Dirty Rumor: A Bad Boy Billionaire Romance(35)



What am I getting out of all of this, anyway? A lifetime obsession with rumors? The secret satisfaction of knowing that I’m the queen of New York City’s wealthiest gossips?

If Ace were really a murderer, why would the Italian officials have let him return to the United States?

What’s any of this worth, if I lose him in the process?

I open my eyes for a moment and see that he’s pressed his lips together, and my heart plummets to my toes. I close my eyes again. Is he preparing to tell me something that I’m definitely not going to like?

Is this a repeat of that first night we spent together, only with higher stakes?
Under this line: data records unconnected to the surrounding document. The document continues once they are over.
PR #689, opened 2018-10-10
Disable automatic logging of invalid refs and enable it via verbose m…

robertpanzer:
…ode from CLI

This PR disables the automatic activation of the verbose mode again and thus disables logging of invalid refs.

The `-v` argument for the CLI additionally enables this again.
Therefore integrators have to run the Ruby script `$VERBOSE=true` themselves before rendering documents.

@mojavelinux Is this what you had in mind?

### DIFF
--- a/asciidoctorj-core/src/test/java/org/asciidoctor/WhenAsciidoctorLogsToConsole.java
+++ b/asciidoctorj-core/src/test/java/org/asciidoctor/WhenAsciidoctorLogsToConsole.java
@@ -9,10 +9,12 @@ import org.asciidoctor.log.TestLogHandlerService;
 import org.asciidoctor.util.ClasspathResources;
 import org.junit.After;
 import org.junit.Before;
+import org.junit.FixMethodOrder;
 import org.junit.Ignore;
 import org.junit.Rule;
 import org.junit.Test;
 import org.junit.rules.TemporaryFolder;
+import org.junit.runners.MethodSorters;
 
 import java.io.File;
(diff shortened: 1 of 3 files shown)


mojavelinux:
Exactly.

asciidoctorj-core/src/test/java/org/asciidoctor/WhenAsciidoctorLogsToConsole.java
```diff
@@ -135,6 +136,9 @@ public void log(LogRecord logRecord) {
         };
         asciidoctor.registerLogHandler(logHandler);
 
+        // Asciidoctor currently only logs invalid refs if this global var is set
+        JRubyRuntimeContext.get().evalScriptlet("$VERBOSE=true");
```
mojavelinux: Doesn't this need to be unset again after the test is run? Or do tests not share the JRuby runtime context?

robertpanzer: It should be fine, hopefully. 
Every Asciidoctor instance gets its own JRuby instance and should have it's own global state if I am not wrong.
But definitely sth to retest.

robertpanzer:
Added a second test to ensure that invalid refs log messages are not created by default.

I don't really like it, but also ensured that this test runs after the first that shows that $VERBOSE results in these messages being created to prove that the $VERBOSE global variable doesn't leak into other Asciidoctor instances.

PR #692, opened 2018-10-14
Further split into api and jruby impl modules.

robertpanzer:
This PR continues the separation into the asciidoctorj-api and asciidoctorj (core) module.
For an integrator it should be sufficient to only depend on the api module.
At the same time it would be possible to implement the implementation interfaces with something else if somebody feels she/he wants to do it.

The split happens through the service interface `org.asciidoctor.extension.spi.AsciidoctorFactory`.
asciidoctorj-core contains an implementation for this interface that uses the traditional JRuby implementation.

Even though the interface should be language independent, the `Asciidoctor.Factory.create()` methods are still the same and refer to JRuby specific things like gem paths or load paths to stay API compatible.

Even though the tests still pass (at least locally) unchanged, binary compatibility might be broken with the PR as some classes were changed to interfaces.

I also tried to keep the packages disjoint between the two modules. Therefore I moved some of the classes to other implement or internal packages. 
The naming might not seem consistent what is implementation and what is called internal, I am so bad at naming things.


robertpanzer:
Closed in favour of #700 
We can still try to have disjoint packages between the asciidoctorj-api and asciidoctorj-core later.

PR #693, opened 2018-10-15
resolves #508 add method to change sourcemap option on Document at runtime

### LINKED ISSUE #508: Setting options when using AsciidoctorInvoker
My goal is to add line numbers to the error messages produced by my custom macro processors. Unless I missed something, I have to set the `:sourcemap` option when converting a document to get line numbers from the nodes.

“Is something on your mind?” I keep my voice as gentle as possible, not daring to ask about anything specific.

“Yes.”

There’s another silence that lasts so long that the only reason I know he’s still in the room is that I’m literally on top of him, and he never stops stroking my hair. My body melts, but my mind is still tense, waiting, bracing for impact.

“We don’t have to talk about it.”

Maybe if I let him off the hook, he’ll feel like he can talk to me. Maybe he’ll tell me what happened before he came back to New York City, and everyone can just move on. If he did that, then I could be certain I wasn’t being set up for another hard fall, and I’d tell him right then that I love him, that I’m in love with him, and that I have to see where this goes.

“I don’t know if I can find the right words.”

That sends my heart racing, thudding against my rib cage, because his tone is so neutral.

The next words out of his mouth could be about anything, and all I can do is lay here and wait, even if I want to whip my head up and look him in the eye and demand that he tell me everything, right now….

Ace takes a deep breath.





Chapter 32

Ace





I am desperate to know what the numbers on Carolyn’s phone mean. I am desperate to know who she was talking to. I am desperate to know if this is all a horrible waste of time.

All my questions stick in my throat.

“Hey,” she says from the doorway, and the sound of her half-asleep voice guts me.

How could this sweet, perfect creature be hiding anything from me?

How could she not be?

When she asks me if I’m okay—I don’t know why she does, but something in my expression must give me away—I lie to her.

I want to tell her that no, there are things on my mind I don’t want to ask her about, but I can’t force the words from my mouth.

She disappears back into the bedroom and comes out a minute later wearing a delicate pink robe, knotting the belt around her waist. I want to unknot the belt and take her back into the bedroom, and I can see by the way she’s biting her lip that she’d be into it, but I don’t get up from the couch.

Carolyn comes around and sits next to me, then leans delicately over so that her head is resting in my lap.

It seems like the most natural thing in the world to run my fingers through her hair, over and over, working out the knots from her sleep.

Her eyes search my face, but I keep mine purposely unfocused. If I look at her now, I’ll lose myself entirely.

She closes her eyes.

I want to say, I heard you. I didn’t mean to, but I heard you through the door, and I want you to tell me who you were talking to. But even in my head, the words sound too overbearing, even for me.

“You’re gorgeous,” I say.

“You’re gorgeous,” she murmurs, keeping her eyes closed, but I feel her back arch a little bit like she’s replaying me f*cking her not long ago. Her lips turn down into a little frown, and my mouth goes dry. I want to know what’s happening in her mind so badly that it hurts.

Her eyelids flutter, and I look away from her face. When I look back down, they’re closed again.

“Is something on your mind?”

Her tone is so soft it’s almost pleading. It’s the most gentle invitation possible for me to talk to her.

All the things I could say rush through my mind in a cacophony of words, senseless and jumbled. You need to tell me what you’re up to. Tell me what’s on your mind. Don’t hide things from me because I don’t think I can take it again. Not one more time in this life or any other. Just tell me, tell me, tell me.

Instead, I say, “Yes.”

Then there’s a thickness in my throat that I can’t seem to swallow away. Elisa swims up in my memory, the way her face looked before she died, and my mind rears back away from it.

I can’t say anything.

I can’t break the silence, which grows heavier by the moment. Carolyn’s face remains completely neutral—I haven’t stopped running my fingers through her hair, and at this point I don’t know that I’ll ever be able to—and her muscles are relaxed against me with a hint of tension humming underneath.

She parts her lips, and I want to lean down and kiss her, but I don’t.

“We don’t have to talk about it.”

My heart twists. Her voice is so sincere, so soothing, that for once I don’t feel like I’m being baited into revealing something in spite of myself. Her shoulders tense a little bit, waiting for my reply.

I can’t leave her hanging indefinitely.